- TASK OBJECTIVE -
Using the entries below, say how many of the lines carry "pass". Write the number alone.

- RECORDS FOR THE TASK -

PR #1769, opened 2026-06-23
Enforce the [Safe] ABI flag against contract-state mutation

Jim8y:
## Summary

The manifest `safe` flag is currently set purely from the presence of the `[Safe]` attribute, with **no verification that the method is actually read-only** (`AbiMethod.cs`: `Safe = GetSafeAttribute(symbol) != null`). Wallets, explorers and dApps treat `safe:true` as "free to call, no signature prompt", so a `[Safe]` method that writes storage advertises a **false on-chain guarantee**.

This is the direct analog of a Solidity `view` function performing an `SSTORE`, which `solc` rejects at compile time. This PR gives the Neo `[Safe]` flag the same enforcement.

## How

A post-codegen verification pass (`CompilationContext.SafeMethodAnalysis.cs`) runs after every method is converted and instructions are finalized. For each exported `[Safe]` method it walks the statically-resolvable **intra-contract call graph** and emits error **`NC3011`** when the method — or any method transitively reachable from it through direct calls — performs a `System.Storage.Put` / `System.Storage.Delete` syscall.

- **Call graph:** recorded as `MethodConvert` call edges at the single in-contract call chokepoint (`EmitCall`), so no fragile bytecode archaeology is needed.
- **Write detection:** read from the emitted `SYSCALL` operands, which also covers writes pulled in by inline expansion (inlined bodies are copied into the caller).
- **Severity:** error, consistent with the existing `[Safe]` setter rejection (`NC3010`).

## Soundness & scope

The check has **no false positives** over what it covers: storage writes are unambiguous state mutations, and every reported path follows a real static call edge. `Runtime.Notify` is intentionally **not** treated as a mutation (emitting an event is not a state change in the safe-to-call sense).

Deliberately **out of scope** (left for a follow-up, as they need interprocedural / cross-contract dataflow):
- writes reachable only through **virtual dispatch**;
- **dynamic** (`CALLA`) invocations;
- writes performed by **another contract** via a cross-contract call carrying the `WriteStates` flag.

## Testing

- New `UnitTest_SafeMethodEnforcement`: direct write, transitive write through a private helper, `Storage.Delete`, read-only Safe method (compiles), and a non-Safe writer (compiles).
- Full compiler (1319), framework (253), template (41), and testing (83) suites pass. All example contracts compile with no `NC3011`.
- The change emits **no bytecode**, so contract artifacts and gas baselines are unaffected (verified: test artifacts regenerate byte-identically; no artifact churn in this PR).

- YOUR SOLUTION -
2